How to anonymize data ?

According to the CNIL (Commission nationale de l’According to the French Data Protection Act, anonymization refers to a process that aims to guarantee the respect of an individual’s privacy by preventing his or her identification by means of a set of data. It is part of the solutions that allow to exploit personal data without infringing the rights and freedoms of individuals. How to implement it ?

What are the techniques of’anonymization of’personal data ?

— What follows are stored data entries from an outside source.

PR #261, opened 2017-02-12
Add pwhash argon2i

lmctv:
As suggested by @reaperhulk, I'm early-posting the argon2i bindings I'm working on, to add the needed testing context to the #260 PR and starting to implement #233.

While I think the implementation is reasonably complete, documentation is completely missing.


lmctv:
I don't understand what's happening in jenkin's windows environments, since all of the symbols I'm using seem to be correctly exported, at least from a libsodium's include perspective.

reaperhulk:
libsodium is precompiled on the windows builder and appears to be out of date. Looks like I need to upgrade it.

lmctv:
Thank you for letting me know. Those Jenkins errors got me worried!

reaperhulk:
Jenkins, retest this please

reaperhulk:
Jenkins, retest this please

lmctv:
@reaperhulk  is jenkin's
```
_sodium.obj : error LNK2019: unresolved external symbol _crypto_pwhash_argon2i_bytes_max
```
caused by a too old libsodium library as happened on february?

lmctv:
@reaperhulk I think this is ready for review now (assuming the windows problem stems from outdated libs)

reaperhulk:
No doubt. I haven't had a chance to upgrade the windows builders to 1.0.12 yet.

reaperhulk:
Jenkins, retest this please

reaperhulk:
Eeeh, jenkins is being a pain but hypothetically libsodium is now upgraded. Rebase/push a commit and we can confirm that.

reaperhulk:
Looks like there's an issue on 32-bit related to maximum memory limit and I need to do one fix for 64-bit python 2.7 on my end.

lmctv:
Strange failures:
1. jenkins  py27 {w32,w64}:
  ```
  c:\libsodium-1.0.12-msvc\include\sodium\crypto_hash_sha512.h(12) :
  fatal error C1083: Cannot open include file: 'stdint.h': No such file or directory
   ```
2. jenkins  py3{3,4,5} w32:
  ```
  nacl.exceptions.ValueError: memlimit must be at most 32768 bytes
  ```
Must see what happens with crypto_pwhash_argon2i_MEMLIMIT_MAX on a 32bit linux system.

reaperhulk:
the 64-bit error should be resolved. I had a missing header.

lmctv:
@reaperhulk  Getting better... A least, the workaround for crypto_pwhash_argon2i_memlimit_max() returning 32768 on 32 bit windows lets the tests pass for all the supported python3 version.

On the other hand, python 2.7 is still getting blocked by
```
c:\libsodium-1.0.12-msvc\include\sodium\crypto_hash_sha512.h(12) :
   fatal error C1083: Cannot open include file: 'stdint.h': No such file or directory
```

I'd like to understand why, on win32, the line
```
#define crypto_pwhash_argon2i_MEMLIMIT_MAX ((SIZE_MAX >= 1ULL << 48) ? 4398046510080U : (SIZE_MAX >= 1ULL << 32) ? 2147483648U : 32768U)
```
seemingly results in  `crypto_pwhash_argon2i_MEMLIMIT_MAX` being defined as `32768`, but I have no idea for now. Would you know the exact version of the prebuilt libraries the windows 32 builders are using?

lmctv:
@reaperhulk  I verified the issue with crypto_pwhash_argon2i_memlimit_max returning a very small value is present in both windows and linux 32 bit systems, and opened jedisct1/libsodium#522 upstream.
As for python2.7 on 32 bit windows, it seems the header you added to solve the 64 bt case is needed there too. Thanks.

reaperhulk:
Fixed, sorry!

lmctv:
@reaperhulk thank you for fixing jenkins environment! I think PR is ready for review now.

lmctv:
@reaperhulk I think this is ready for review now.

lmctv:
@reaperhulk do you think you could find some cycles to spare on this and SealedBox?

maqp:
What kind of review is the pull request awaiting: Feedback on API? Some kind of code audit?

lmctv:
Any kind of review would surely help both me, if you find missing or wrong stuff, and the committers in reviewing and eventually approving the PR.

maqp:
Thoughts on key derivation API

* `opslimit` and `memlimit` (and their default values) should probably be explained in the [documentation](https://github.com/lmctv/pynacl/blob/add-pwhash-argon2i/docs/password_hashing.rst#key-derivation)
    
* Argument for adjusting parallelism seems to be missing from the API
        
* I'd love to have all different parameters available in the API so that the [test vectors](https://tools.ietf.org/html/draft-irtf-cfrg-argon2-02#section-6.2) could be replicated easily. (This means parameters for `secret` and `associated data` would also need to be added (preferably between `memlimit` and `encoder`). I understand duplicate tests are not very useful, but it could help users to check that the library is being used correctly.

I found no other major issues in usability. My expertise in reviewing the bindings and implementation are non-existent and IANAC, so proper review is up to others. That being said, thank you for your effort!

lmctv:
You are right about the need to at least expose the named opslimit and memlimit constants; as for the limited API, we have to live within the limits of what libsodium itself exposed; in this case, the simplified argon2i API documented at
https://download.libsodium.org/doc/password_hashing/the_argon2i_function.html

 While preparing this PR, I've even tried to open an issue suggesting to also export the low-level full phc 
API, jedisct1 /libsodium#488 but the issue has been rejected. 

Thank you for your time.

src/nacl/bindings/crypto_pwhash.py
```diff
@@ -223,3 +265,143 @@ def crypto_pwhash_scryptsalsa208sha256_str_verify(passwd_hash, passwd):
...
     return True
+
+
+def crypto_pwhash_argon2i(outlen, passwd, salt, opslimit, memlimit, alg):
+    """
+    Derive a raw cryptographic key using the ``passwd`` and the ``salt``
+    given as input.
+
+    :param outlen: the length of the derived key
+    :type outlen: output key length
```
reaperhulk: This should say int

tests/data/modular_crypt_argon2i_hashes.json
```diff
@@ -0,0 +1,92 @@
+[
```
reaperhulk: I may have asked this before, but remind me where these test vectors are from?

reaperhulk:
Oops, I think #260 is where these test vectors come from actually? I assume you intend to rebase this PR after #260 merges still, is that correct?

lmctv:
I posted two distict PRs to keep myself honest with the trst vectors; but I think this could as well get in all at once.

I've generated he vectors scripting the command line interface from mainline argon2, since the RFC vectors used different sized salts, which are not supported by libsodium; if you think it could be useful, I could add the generator script.

lmctv:
@reaperhulk I just remembered I've already put the driver script online at https://gist.github.com/lmctv/b035a96ca7c867464ab62482dc81555c

To use the script, and generate a set of test vectors, you need a executable 
copy of the argon2 cli utility you get from P-H-C/phc-winner-argon2 .

I'm unsure about what is the right place for the gist script in pynacl sources; any suggestions?

src/nacl/bindings/crypto_pwhash.py
lmctv: I'm away from my workstation for a couple of days; will add the needed change in a few days.

lmctv:
@reaperhulk what about putting the vector generation driver inside the docs?

reaperhulk:
We do that with cryptography, although we don't currently have a place for it in the docs here. If you want to add a new section in the style we use on the other project that would be good.

lmctv:
Just took a look at the general structure of the vectors sectoin of cryptography docs; it seems at least a crude version for pynacl is within reach of my writing skills...

lmctv:
@reaperhulk  would you mind taking a look at the present status of #287 ? I think that would be the right place for adding a "how this project is tested" heading and then describe where the test vectors come from, and the instructions/code needed to generate those vectors we didn't find a canonical source for.

lmctv:
@reaperhulk just a little note on merge strategy: since the single-commit in #260 was not altered in this PR, even if merging separately there should be non need to rebasing #261 after merging #260.

lmctv:
@reaperhulk P.S. for the separate merge to work, I think #260 must be merged as-is and not rebased on top of current master...

docs/password_hashing.rst
```diff
@@ -111,23 +160,71 @@ the decryption would fail and an exception would be raised::
...
+    ...                               guessed_pw, salt,
+    ...                               opslimit=ops, memlimit=mem)
     >>> Eves_box = secret.SecretBox(Eves_key)
     >>> intercepted = Eves_box.decrypt(encrypted)
     Traceback (most recent call last):
         ...
     nacl.exceptions.CryptoError: Decryption failed. Ciphertext failed ...
 
+
+Contrary to the hashed password storage case, where a serialization
```
reaperhulk: Small rephrasing:

Contrary to the hashed password storage case where a serialization format is well-defined, in the raw key derivation case the library user must take care to store (and retrieve) both a reference to the kdf used to derive the secret key and all the derivation parameters. These parameters are needed to later generate the same secret key from the password.

lmctv:
@reaperhulk thank you very much for your continued help and support.
@maqp thank you very much for your helpful pre-review.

L’anonymization of personal data allows them to be reuse while ensuring the protection of the privacy of their owners. It also makes it possible to store them beyond the established retention period.

To effectively anonymize personal data, it is necessary to observe several rules:

Analyze the relevance of information to determine which information should be retained;
Remove elements that make the person concerned easily identifiable;
Categorize the information in order of importance in order to remove unnecessary information;
Delineate the tolerable fineness for any stored information.

Only in this way will it be possible to choosing the right technique’appropriate anonymization. There are two main types.

Randomization

The randomization is an anonymization technique that consists in destroy the link between a personal data and an individual. Specifically, it involves making changes to attributes in a dataset. Aiming to make the information less precise, this process does not, however, affect its general distribution.

Adding several centimeters to the real height of individuals and permuting their date of birth are examples of randomization.

Generalization

The generalization implies the dilution of personal data by changing their scale or size. Allowing common attributes to be rendered to the individuals involved, this anonymization technique prevents the isolation of an individual in a dataset.

As an illustration, instead of indicating the date of birth of persons in a database, it is possible to indicate only the year.

It should be noted, however, that these techniques ofanonymization of data are not not infallible. It is thus in everyone’s interest to learn how to protect their personal data.

How to anonymize a database ?

L’anonymization of private databases must respect some conditions. In particular, it is necessary to replace sensitive data with fictitious information before it is disseminated. It is also necessary to What are the techniques used to remove all unnecessary personal data from the production process?.

In addition, it is important to comply with the requirements of the General Data Protection Regulation (GDPR) for non-production environments.

The most common way to anonymize a database is to use a snap mapabolish fields containing personal data. It can be a IP address, of a social security number, etc. Most of the time, however, this action leads to the deletion of useful data such as geographical information.

Another solution is to replace personal data fields with new information. In this case, however, it is still possible to re-identify the individuals concerned by combining several databases.

Especially regarding the anonymization of data in non-production environments such as testing or development, the RGPD recommends the masking or thestatic anonymization. This process prevents access to sensitive data by replacing it with information that is similar but not useful.

Anonymization is not the only solution to preserve sensitive data. For example, it is also possible to use the method of encryption. The latter can be applied for a database as well as for a mobile device.

For more information, please read the article on how to protect your personal data on a smartphone.

How to anonymize cloud data ?

In another article, we mentioned that the risk to personal data is one of the disadvantages of cloud computing. To limit it, thedata anonymization stored in the computing cloud is crucial.

In this case, the data processing can also be based on the masking. Making the original data disappear, thestatic anonymization is essentially put at the service of right to be forgotten. L’Article 26 of the GDPR states that masking removes the liability of this European regulation.

This is a particularly interesting solution for companies, as it will allow them to take full advantage of cloud computing.